Showing posts with label Slam poetry. Show all posts
Showing posts with label Slam poetry. Show all posts

Tuesday, October 28, 2008

On Slam Poetry


By Ted Burke

Slam poetry gets tedious quickly, the reason for which is that it's a style that knows one style, one attack, one speed, which is staccato, in your face, and angry. This isn't to say that there isn't a good slam poet here and there, but so much of what gets called poetry in these settings (that I've seen anyway) is an unfocused rant declaring independence in what sounds little more than a string of bumper sticker and T shirt slogans focused on a particular audience who are in the early stages of developing their poetry taste. It's the conformity of non conforming, rebels gathered together in the same room, aggressively agreeing with each other.
The in-your-face style and anger dominate , yes, and serve the purpose of drawing attention and making the speaker's agitation obvious, but with respect to the crucial matters slammers say they're dealing with, whether social justice, racism, rape, the performance style wearies the observer who isn't part of the mosh pit mentality that makes up a slam community . The injustices one tries to expose and address and the humanity they try to reclaim is more than obscured by the fidgeting exclamations coming from performers uttering their slogans at unnaturally high levels of throat stripping volume. The issues you bring up are reduced to an equivalent selection of talking points the RNC fashions when they sick their attacks on Democrats. At any point, the central theme of slam poetry is me and my anger and my right to express myself and you're not going to tell me what to do , man... It's a kiddie thing.

Would you not agree that poetry to supposed to motivate emotions?
First, I would say that poetry is not supposed to do anything other than be a poem, to paraphrase Archibald MacLeish. You can't write a poem with it in mind that your successfully living up to a strict set of requirements; not and remain an interesting poet.I would say that emotions are what motivates the writing of poems in many instances, not the other way around as you perhaps mistakenly phrased it. An emotion, a mood, a thought comes prior to the writing, which is the poet's attempt to frame their experience , their perception. Some might argue that slam poets take the emotional subjects and seek to make the audience feel something beyond the page and podium from where the poet recites, but often as not the feeling is like getting hit by a car over and over again.

Emotions are fluid , mercurial, gracing and cursing us with an infinite stream of sensation sublime, miserable and limitless variations in between, and the poet who seeks to do justice to the nuance of the feeling and their perception of it would attempt to find a language and the phrases that would get that fleet sensation across to an empathetic reader.
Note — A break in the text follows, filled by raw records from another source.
PR #96, opened 2017-03-22
Only ask for source directory at the start of each run

everestmz:
cc: @google/clusterfuzz 
Uses the source directory from binary_provider so we don't need to ask for it later on.


tanin47:
Approved. Let's merge.

PR #99, opened 2017-03-22
Move tool to subdirectory and make a CI directory

everestmz:
cc: @google/clusterfuzz


tool/bootstrap.py
```diff
@@ -4,14 +4,21 @@
...
+  return pkg_resources.resource_filename(LOCATION, filename)
 
 def after_install(_, home_dir):
   """Perform additional steps after installation."""
   pip_path = os.path.join(home_dir, 'bin', 'pip')
+  location = __name__
   subprocess.call([pip_path, 'install', '-U', 'pip'])
-  subprocess.call([pip_path, 'install', '-r', 'requirements.txt'])
-  subprocess.call([pip_path, 'install', '-e', '.'])
+  subprocess.call([pip_path, 'install', '-r', get_path('requirements.txt')])
```
tanin47: Can we do `tool/requirement.txt` instead?

We want to force user to run from the root dir anyway.

everestmz: Oh yeah, if we want to force them to then yes

PR #106, opened 2017-03-23
Don't use goma if use_goma is not present

everestmz:
cc: @google/clusterfuzz 
Fixes: #104 

We had the case when the user specified not to use goma, and when `use_goma=false`, but not when `use_goma` isn't present. This fixes that.


clusterfuzz/binary_providers.py
```diff
@@ -193,8 +193,9 @@ def serialize_gn_args(self, args_hash):
   def setup_gn_goma_params(self, gn_args):
     """Ensures that goma_dir and gn_goma are used correctly."""
 
-    if not self.goma_dir or (
-        'use_goma' in gn_args and gn_args['use_goma'] == 'false'):
+    if (not self.goma_dir or
+        ('use_goma' in gn_args and gn_args['use_goma'] == 'false') or
```
tanin47: `gn_args.get('use_goma', 'false') == 'false'` is shorter.

clusterfuzz/binary_providers.py
```diff
@@ -240,6 +241,7 @@ def get_goma_cores(self):
     """Choose the correct amount of GOMA cores for a build."""
 
     cpu_count = multiprocessing.cpu_count()
+    import pdb; pdb.set_trace()
```
tanin47: remove

PR #107, opened 2017-03-23
Ensure ninja progress bar resizes with console

everestmz:
cc: @google/clusterfuzz 
Fixes: #101 
`get_terminal_size` is only available in python 3.x so we had to use `backports.shutil_get_terminal_size`.


everestmz:
I rebuilt on CircleCI without cache, and I think that circle was caching all of the packages, because the build failed due to bootstrap not working (for the same issue we had before - CircleCI already has a virtualenv). I changed circle.yml to run the original commands again, and it works perfectly.

PR #110, opened 2017-03-28
Allow manual choice of goma job number

everestmz:
cc: @google/clusterfuzz 
Allows user to specify a custom number of goma cores by adding `-j <number>` as an arg.


tool/clusterfuzz/main.py
```diff
@@ -37,6 +37,9 @@ def execute(argv=None):
   reproduce.add_argument(
       '-dg', '--disable-goma', action='store_true', default=False,
       help='Disable GOMA when building binaries locally')
+  reproduce.add_argument(
+      '-j', action='store', default=None,
```
tanin47: Add type=int https://docs.python.org/2/library/argparse.html#example

tool/test/clusterfuzz/main_test.py
```diff
@@ -32,20 +32,20 @@ def setUp(self):
   def test_parse_reproduce(self):
     """Test parse reproduce command."""
     main.execute(['reproduce', '1234'])
-    main.execute(['reproduce', '1234', '--current'])
+    main.execute(['reproduce', '1234', '-j 25' ,'--current'])
```
tanin47: Use '-j' and '25'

In your face is fine if that's what is called for, but the constant barrage of anger, drum line pieces of rage, anger and pain makes one assume that perhaps some writers are cultivating their pain , refusing to allow their wounds to heal in some productive way, or that they pursue new miserable experiences for the sake of having something else to fit into their templates.

Anger dominates the idiom, and even it doesn't the pace has one speed, rapid, frenzied. It becomes monotonous; the real test of how good individual poems are is how they survive committed to the page, where the rhythms , cadences, pauses and euphonious effects resound in some idiosyncratic way in the reader's private sense of music. It should be, I dare say, something akin to a composition from which there are firm cues and structures that survive as literary art separate from the the author's / reader's projectile recitation. Even in the gentler, kinder, more ecstatic moods slammers might attempt, there is a feeling of wanting the experience to be over with. Rather than do justice to an experience, an idea, an emotional complex, too many slammers sound as if they prefer the crowd pleasing line, the cutting analogy than the sustained mood, which makes me think that the concern is less art than it is acquiring bragging rights. It's a tradition related to toasting, hip hop and such, and while it's a tradition of it's own making and standards, it's cursed with a monolithic ally monotonous style that seems more like the way Detroit used to think about the way they made and sold cars; the packaging was more important than what was under the hood.